TRY IT: Each entry is to be restated word for word, with nothing omitted.

[RECORDS FOR THE EXERCISE]

PR #52, opened 2020-08-03
Fix compilation errors with NOCGO

brandond:
This is related to #53 - was turned up by enabling CI builds. 

### DIFF
--- a/pkg/drivers/dqlite/no_dqlite.go
+++ b/pkg/drivers/dqlite/no_dqlite.go
@@ -4,12 +4,12 @@ package dqlite
 
 import (
 	"context"
-	"fmt"
+	"errors"
 
 	"github.com/rancher/kine/pkg/drivers/generic"
 	"github.com/rancher/kine/pkg/server"
 )
 
 func New(ctx context.Context, datasourceName string, connPoolConfig generic.ConnectionPoolConfig) (server.Backend, error) {
-	return nil, fmt.Errorf("dqlite is not support, compile with \"-tags dqlite\"")
+	return nil, errors.New(`this binary is built without dqlite support, compile with "-tags dqlite"`)
 }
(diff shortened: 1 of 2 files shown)


pkg/drivers/dqlite/no_dqlite.go
```diff
@@ -11,5 +11,5 @@ import (
 )
 
 func New(ctx context.Context, datasourceName string, connPoolConfig generic.ConnectionPoolConfig) (server.Backend, error) {
-	return nil, fmt.Errorf("dqlite is not support, compile with \"-tags dqlite\"")
+	return nil, fmt.Errorf("this binary is built without dqlite support, compile with \"-tags dqlite\"")
```
briandowns, line 14: Since there's no value being passed in for use in the string formatting, `errors.New` is preferred.

brandond: Sure, I can clean that up while I'm here. I was mostly just irked by the poor grammar.

pkg/drivers/dqlite/no_dqlite.go
```diff
@@ -4,12 +4,12 @@ package dqlite
...
-	"fmt"
+	"errors"
 
 	"github.com/rancher/kine/pkg/drivers/generic"
 	"github.com/rancher/kine/pkg/server"
 )
 
 func New(ctx context.Context, datasourceName string, connPoolConfig generic.ConnectionPoolConfig) (server.Backend, error) {
-	return nil, fmt.Errorf("dqlite is not support, compile with \"-tags dqlite\"")
+	return nil, errors.New("this binary is built without dqlite support, compile with \"-tags dqlite\"")
```
briandowns, line 14:
```suggestion
	return nil, errors.New(`this binary is built without dqlite support, compile with "-tags dqlite"`)
```

brandond: The convention for this codebase seems to be to use double quotes instead of backticks for unformatted and/or wrapped error messages - should I change the rest of them as well?

briandowns: To follow go standards, yes, however the conventions of the code base should take precedence.  I would say it's worthwhile to do it in a separate PR and ignore this change request comment for now.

[/RECORDS FOR THE EXERCISE]

EXPECTED ANSWER:
PR #52, opened 2020-08-03
Fix compilation errors with NOCGO

brandond:
This is related to #53 - was turned up by enabling CI builds. 

### DIFF
--- a/pkg/drivers/dqlite/no_dqlite.go
+++ b/pkg/drivers/dqlite/no_dqlite.go
@@ -4,12 +4,12 @@ package dqlite
 
 import (
 	"context"
-	"fmt"
+	"errors"
 
 	"github.com/rancher/kine/pkg/drivers/generic"
 	"github.com/rancher/kine/pkg/server"
 )
 
 func New(ctx context.Context, datasourceName string, connPoolConfig generic.ConnectionPoolConfig) (server.Backend, error) {
-	return nil, fmt.Errorf("dqlite is not support, compile with \"-tags dqlite\"")
+	return nil, errors.New(`this binary is built without dqlite support, compile with "-tags dqlite"`)
 }
(diff shortened: 1 of 2 files shown)


pkg/drivers/dqlite/no_dqlite.go
```diff
@@ -11,5 +11,5 @@ import (
 )
 
 func New(ctx context.Context, datasourceName string, connPoolConfig generic.ConnectionPoolConfig) (server.Backend, error) {
-	return nil, fmt.Errorf("dqlite is not support, compile with \"-tags dqlite\"")
+	return nil, fmt.Errorf("this binary is built without dqlite support, compile with \"-tags dqlite\"")
```
briandowns, line 14: Since there's no value being passed in for use in the string formatting, `errors.New` is preferred.

brandond: Sure, I can clean that up while I'm here. I was mostly just irked by the poor grammar.

pkg/drivers/dqlite/no_dqlite.go
```diff
@@ -4,12 +4,12 @@ package dqlite
...
-	"fmt"
+	"errors"
 
 	"github.com/rancher/kine/pkg/drivers/generic"
 	"github.com/rancher/kine/pkg/server"
 )
 
 func New(ctx context.Context, datasourceName string, connPoolConfig generic.ConnectionPoolConfig) (server.Backend, error) {
-	return nil, fmt.Errorf("dqlite is not support, compile with \"-tags dqlite\"")
+	return nil, errors.New("this binary is built without dqlite support, compile with \"-tags dqlite\"")
```
briandowns, line 14:
```suggestion
	return nil, errors.New(`this binary is built without dqlite support, compile with "-tags dqlite"`)
```

brandond: The convention for this codebase seems to be to use double quotes instead of backticks for unformatted and/or wrapped error messages - should I change the rest of them as well?

briandowns: To follow go standards, yes, however the conventions of the code base should take precedence.  I would say it's worthwhile to do it in a separate PR and ignore this change request comment for now.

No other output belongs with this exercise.